PR #67, opened 2015-09-15
Address exception inconsistencies in RedirectResolvingEntityLookup

JeroenDeDauw:


src/Lookup/UnresolvedEntityRedirectException.php
```diff
@@ -22,10 +21,11 @@ class UnresolvedRedirectException extends RuntimeException {
 	private $redirectTargetId;
 
 	/**
+	 * @param EntityId $entityId
 	 * @param EntityId $redirectTargetId The ID of the target Entity of the redirect
 	 */
-	public function __construct( EntityId $redirectTargetId ) {
-		parent::__construct( "Unresolved redirect to " . $redirectTargetId->getSerialization() );
+	public function __construct( EntityId $entityId, EntityId $redirectTargetId ) {
+		parent::__construct( $entityId, "Unresolved redirect to " . $redirectTargetId->getSerialization() );
```
brightbyte, line 28: Wikibase still needs the revision ID and Timestamp here. Or shall we use a subclass?

Benestar, line 28: How is this related to the proposed change? I think the revision ID and timestamp weren't there before in this component.

JeroenDeDauw, line 28: Subclassing is one thing that can be done. Keep in mind that not all code in Wikibase.git needs this extra info, just some of it. Loose from these concepts not belonging in this component, they should not have been put into UnresolvedRedirectException to begin with.

brightbyte, line 28: @bene: they used to be in this exception, and wikibase needs them there. they got removed when the exception was moved to the component.

Benestar, line 28: Ok, but this shouldn't block this patch in particular then but can be discussed elsewhere, right? As far as I can see this only refactors some classes and renames an interface.

JeroenDeDauw, line 28: What I did in this PR actually allow us to solve the issue referred here.

PR #69, opened 2015-09-17
Add optional message and previous parameters to UnresolvedEntityRedir…

JeroenDeDauw:
…ectException

### DIFF
--- a/src/Lookup/UnresolvedEntityRedirectException.php
+++ b/src/Lookup/UnresolvedEntityRedirectException.php
@@ -2,6 +2,7 @@
 
 namespace Wikibase\DataModel\Services\Lookup;
 
+use Exception;
 use Wikibase\DataModel\Entity\EntityId;
 
 /**
@@ -23,9 +24,15 @@ class UnresolvedEntityRedirectException extends EntityLookupException {
 	/**
 	 * @param EntityId $entityId
 	 * @param EntityId $redirectTargetId The ID of the target Entity of the redirect
+	 * @param string|null $message
+	 * @param Exception|null $previous
 	 */
-	public function __construct( EntityId $entityId, EntityId $redirectTargetId ) {
-		parent::__construct( $entityId, 'Unresolved redirect to ' . $redirectTargetId->getSerialization() );
+	public function __construct( EntityId $entityId, EntityId $redirectTargetId, $message = null, Exception $previous = null ) {
+		parent::__construct(
+			$entityId,
+			$message !== null ? $message : 'Unresolved redirect to ' . $redirectTargetId->getSerialization(),
+			$previous
+		);
 
 		$this->redirectTargetId = $redirectTargetId;
 	}


src/Lookup/UnresolvedEntityRedirectException.php
```diff
@@ -23,9 +24,15 @@ class UnresolvedEntityRedirectException extends EntityLookupException {
...
 	 * @param EntityId $redirectTargetId The ID of the target Entity of the redirect
+	 * @param string|null $message
+	 * @param Exception|null $previous
 	 */
-	public function __construct( EntityId $entityId, EntityId $redirectTargetId ) {
-		parent::__construct( $entityId, "Unresolved redirect to " . $redirectTargetId->getSerialization() );
+	public function __construct( EntityId $entityId, EntityId $redirectTargetId, $message = null, Exception $previous = null ) {
+		parent::__construct(
+			$entityId,
+			$message !== null ? $message : "Unresolved redirect to " . $redirectTargetId->getSerialization(),
```
thiemowmde: ~~So the two parameters `$redirectTargetId` and `$message` are now exclusive? I find this odd. Or to ask this via a different question: What's the use of a custom message?~~

+1 for `$previous`.

src/Lookup/UnresolvedEntityRedirectException.php
```diff
@@ -23,9 +24,15 @@ class UnresolvedEntityRedirectException extends EntityLookupException {
 	/**
 	 * @param EntityId $entityId
```
thiemowmde, line 25: Does this now need a `@since 3.1`?

JeroenDeDauw, line 25: I'll add the tags together with release notes update after merge.

thiemowmde:
~~As said inline, I would vote -1 because I find the `$message` parameter confusing and probably useless.~~

src/Lookup/UnresolvedEntityRedirectException.php
JeroenDeDauw: > So the two parameters $redirectTargetId and $message are now exclusive?

No. The message that will be constructed when none is provided uses $redirectTargetId. That is as far as the relation between those two parameters goes.

> Or to ask this via a different question: What's the use of a custom message?

To allow the things throwing the extension to provide a more specific error message. Same reason as why Exception itself has a message parameter.

src/Lookup/UnresolvedEntityRedirectException.php
```diff
@@ -23,9 +24,15 @@ class UnresolvedEntityRedirectException extends EntityLookupException {
...
 	 * @param EntityId $redirectTargetId The ID of the target Entity of the redirect
+	 * @param string|null $message
+	 * @param Exception|null $previous
 	 */
-	public function __construct( EntityId $entityId, EntityId $redirectTargetId ) {
-		parent::__construct( $entityId, 'Unresolved redirect to ' . $redirectTargetId->getSerialization() );
+	public function __construct( EntityId $entityId, EntityId $redirectTargetId, $message = null, Exception $previous = null ) {
```
thiemowmde, line 30: ~~So when a custom `$message` is provided, the `$redirectTargetId` is ignored. So `$message` does have the higher precedence, but comes later in the list of parameters and is optional. `$redirectTargetId` on the other hand is mandatory, even if a custom `$message` is provided and `$redirectTargetId` is ignored. Still a -1 for this.~~

JeroenDeDauw, line 30: Did you see the line that does this?

``` php
$this->redirectTargetId = $redirectTargetId;
```

thiemowmde, line 30: D'oh!

src/Lookup/UnresolvedEntityRedirectException.php
```diff
@@ -23,9 +24,15 @@ class UnresolvedEntityRedirectException extends EntityLookupException {
...
+		parent::__construct(
+			$entityId,
+			$message !== null ? $message : 'Unresolved redirect to ' . $redirectTargetId->getSerialization(),
```
thiemowmde, line 33: I like the `$message ?: ...` shortcut in such cases. Yes, I know, the `'0'` edge case. But seriously, who uses "0" as a message?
- - -
- The task: Restate the data in full so that no line differs from the original.

- Answer:
PR #67, opened 2015-09-15
Address exception inconsistencies in RedirectResolvingEntityLookup

JeroenDeDauw:


src/Lookup/UnresolvedEntityRedirectException.php
```diff
@@ -22,10 +21,11 @@ class UnresolvedRedirectException extends RuntimeException {
 	private $redirectTargetId;
 
 	/**
+	 * @param EntityId $entityId
 	 * @param EntityId $redirectTargetId The ID of the target Entity of the redirect
 	 */
-	public function __construct( EntityId $redirectTargetId ) {
-		parent::__construct( "Unresolved redirect to " . $redirectTargetId->getSerialization() );
+	public function __construct( EntityId $entityId, EntityId $redirectTargetId ) {
+		parent::__construct( $entityId, "Unresolved redirect to " . $redirectTargetId->getSerialization() );
```
brightbyte, line 28: Wikibase still needs the revision ID and Timestamp here. Or shall we use a subclass?

Benestar, line 28: How is this related to the proposed change? I think the revision ID and timestamp weren't there before in this component.

JeroenDeDauw, line 28: Subclassing is one thing that can be done. Keep in mind that not all code in Wikibase.git needs this extra info, just some of it. Loose from these concepts not belonging in this component, they should not have been put into UnresolvedRedirectException to begin with.

brightbyte, line 28: @bene: they used to be in this exception, and wikibase needs them there. they got removed when the exception was moved to the component.

Benestar, line 28: Ok, but this shouldn't block this patch in particular then but can be discussed elsewhere, right? As far as I can see this only refactors some classes and renames an interface.

JeroenDeDauw, line 28: What I did in this PR actually allow us to solve the issue referred here.

PR #69, opened 2015-09-17
Add optional message and previous parameters to UnresolvedEntityRedir…

JeroenDeDauw:
…ectException

### DIFF
--- a/src/Lookup/UnresolvedEntityRedirectException.php
+++ b/src/Lookup/UnresolvedEntityRedirectException.php
@@ -2,6 +2,7 @@
 
 namespace Wikibase\DataModel\Services\Lookup;
 
+use Exception;
 use Wikibase\DataModel\Entity\EntityId;
 
 /**
@@ -23,9 +24,15 @@ class UnresolvedEntityRedirectException extends EntityLookupException {
 	/**
 	 * @param EntityId $entityId
 	 * @param EntityId $redirectTargetId The ID of the target Entity of the redirect
+	 * @param string|null $message
+	 * @param Exception|null $previous
 	 */
-	public function __construct( EntityId $entityId, EntityId $redirectTargetId ) {
-		parent::__construct( $entityId, 'Unresolved redirect to ' . $redirectTargetId->getSerialization() );
+	public function __construct( EntityId $entityId, EntityId $redirectTargetId, $message = null, Exception $previous = null ) {
+		parent::__construct(
+			$entityId,
+			$message !== null ? $message : 'Unresolved redirect to ' . $redirectTargetId->getSerialization(),
+			$previous
+		);
 
 		$this->redirectTargetId = $redirectTargetId;
 	}


src/Lookup/UnresolvedEntityRedirectException.php
```diff
@@ -23,9 +24,15 @@ class UnresolvedEntityRedirectException extends EntityLookupException {
...
 	 * @param EntityId $redirectTargetId The ID of the target Entity of the redirect
+	 * @param string|null $message
+	 * @param Exception|null $previous
 	 */
-	public function __construct( EntityId $entityId, EntityId $redirectTargetId ) {
-		parent::__construct( $entityId, "Unresolved redirect to " . $redirectTargetId->getSerialization() );
+	public function __construct( EntityId $entityId, EntityId $redirectTargetId, $message = null, Exception $previous = null ) {
+		parent::__construct(
+			$entityId,
+			$message !== null ? $message : "Unresolved redirect to " . $redirectTargetId->getSerialization(),
```
thiemowmde: ~~So the two parameters `$redirectTargetId` and `$message` are now exclusive? I find this odd. Or to ask this via a different question: What's the use of a custom message?~~

+1 for `$previous`.

src/Lookup/UnresolvedEntityRedirectException.php
```diff
@@ -23,9 +24,15 @@ class UnresolvedEntityRedirectException extends EntityLookupException {
 	/**
 	 * @param EntityId $entityId
```
thiemowmde, line 25: Does this now need a `@since 3.1`?

JeroenDeDauw, line 25: I'll add the tags together with release notes update after merge.

thiemowmde:
~~As said inline, I would vote -1 because I find the `$message` parameter confusing and probably useless.~~

src/Lookup/UnresolvedEntityRedirectException.php
JeroenDeDauw: > So the two parameters $redirectTargetId and $message are now exclusive?

No. The message that will be constructed when none is provided uses $redirectTargetId. That is as far as the relation between those two parameters goes.

> Or to ask this via a different question: What's the use of a custom message?

To allow the things throwing the extension to provide a more specific error message. Same reason as why Exception itself has a message parameter.

src/Lookup/UnresolvedEntityRedirectException.php
```diff
@@ -23,9 +24,15 @@ class UnresolvedEntityRedirectException extends EntityLookupException {
...
 	 * @param EntityId $redirectTargetId The ID of the target Entity of the redirect
+	 * @param string|null $message
+	 * @param Exception|null $previous
 	 */
-	public function __construct( EntityId $entityId, EntityId $redirectTargetId ) {
-		parent::__construct( $entityId, 'Unresolved redirect to ' . $redirectTargetId->getSerialization() );
+	public function __construct( EntityId $entityId, EntityId $redirectTargetId, $message = null, Exception $previous = null ) {
```
thiemowmde, line 30: ~~So when a custom `$message` is provided, the `$redirectTargetId` is ignored. So `$message` does have the higher precedence, but comes later in the list of parameters and is optional. `$redirectTargetId` on the other hand is mandatory, even if a custom `$message` is provided and `$redirectTargetId` is ignored. Still a -1 for this.~~

JeroenDeDauw, line 30: Did you see the line that does this?

``` php
$this->redirectTargetId = $redirectTargetId;
```

thiemowmde, line 30: D'oh!

src/Lookup/UnresolvedEntityRedirectException.php
```diff
@@ -23,9 +24,15 @@ class UnresolvedEntityRedirectException extends EntityLookupException {
...
+		parent::__construct(
+			$entityId,
+			$message !== null ? $message : 'Unresolved redirect to ' . $redirectTargetId->getSerialization(),
```
thiemowmde, line 33: I like the `$message ?: ...` shortcut in such cases. Yes, I know, the `'0'` edge case. But seriously, who uses "0" as a message?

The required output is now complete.